Work task | What is needed here is every record, retyped without any change.

Materials provided |

PR #195, opened 2024-03-14
Elaborate inheritance visitor

LoiNguyenCS:
This PR updates the inheritance visitor to take inner class and type parameters into consideration. Please take a look. Thank you.

### DIFF
--- a/src/main/java/org/checkerframework/specimin/InheritancePreserveVisitor.java
+++ b/src/main/java/org/checkerframework/specimin/InheritancePreserveVisitor.java
@@ -2,6 +2,7 @@ package org.checkerframework.specimin;
 
 import com.github.javaparser.ast.body.ClassOrInterfaceDeclaration;
 import com.github.javaparser.ast.type.ClassOrInterfaceType;
+import com.github.javaparser.ast.type.Type;
 import com.github.javaparser.ast.visitor.ModifierVisitor;
 import com.github.javaparser.ast.visitor.Visitable;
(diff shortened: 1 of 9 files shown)


src/main/java/org/checkerframework/specimin/InheritancePreserveVisitor.java
```diff
@@ -49,17 +50,47 @@ public void emptyAddedClasses() {
...
           continue;
         }
-        addedClasses.add(qualifiedName);
       }
     }
     return super.visit(decl, p);
   }
+
+  /**
+   * (This method is copied from TargetMethodFinderVisitor).
```
kelloggm, line 71: Rather than copying, we should create a shared static utility method.

kelloggm: (for now, it could be in either visitor, though at some point we'll want to consolidate these kind of utility methods in one place)

kelloggm (changes requested):
LGTM other than the copying.

LoiNguyenCS:
I am trying to address an infinite loop problem.

LoiNguyenCS:
Professor,

I need to do some refactoring to make the update method static and publicly accessible. Please help me review again. Thank you.

LoiNguyenCS:
I think the new updates in main have caused one of the test case to fail. I am resolving it.

LoiNguyenCS:
Professor @kelloggm, this PR is now ready for review.

kelloggm (approved):
LGTM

Exercise result |
PR #195, opened 2024-03-14
Elaborate inheritance visitor

LoiNguyenCS:
This PR updates the inheritance visitor to take inner class and type parameters into consideration. Please take a look. Thank you.

### DIFF
--- a/src/main/java/org/checkerframework/specimin/InheritancePreserveVisitor.java
+++ b/src/main/java/org/checkerframework/specimin/InheritancePreserveVisitor.java
@@ -2,6 +2,7 @@ package org.checkerframework.specimin;
 
 import com.github.javaparser.ast.body.ClassOrInterfaceDeclaration;
 import com.github.javaparser.ast.type.ClassOrInterfaceType;
+import com.github.javaparser.ast.type.Type;
 import com.github.javaparser.ast.visitor.ModifierVisitor;
 import com.github.javaparser.ast.visitor.Visitable;
(diff shortened: 1 of 9 files shown)


src/main/java/org/checkerframework/specimin/InheritancePreserveVisitor.java
```diff
@@ -49,17 +50,47 @@ public void emptyAddedClasses() {
...
           continue;
         }
-        addedClasses.add(qualifiedName);
       }
     }
     return super.visit(decl, p);
   }
+
+  /**
+   * (This method is copied from TargetMethodFinderVisitor).
```
kelloggm, line 71: Rather than copying, we should create a shared static utility method.

kelloggm: (for now, it could be in either visitor, though at some point we'll want to consolidate these kind of utility methods in one place)

kelloggm (changes requested):
LGTM other than the copying.

LoiNguyenCS:
I am trying to address an infinite loop problem.

LoiNguyenCS:
Professor,

I need to do some refactoring to make the update method static and publicly accessible. Please help me review again. Thank you.

LoiNguyenCS:
I think the new updates in main have caused one of the test case to fail. I am resolving it.

LoiNguyenCS:
Professor @kelloggm, this PR is now ready for review.

kelloggm (approved):
LGTM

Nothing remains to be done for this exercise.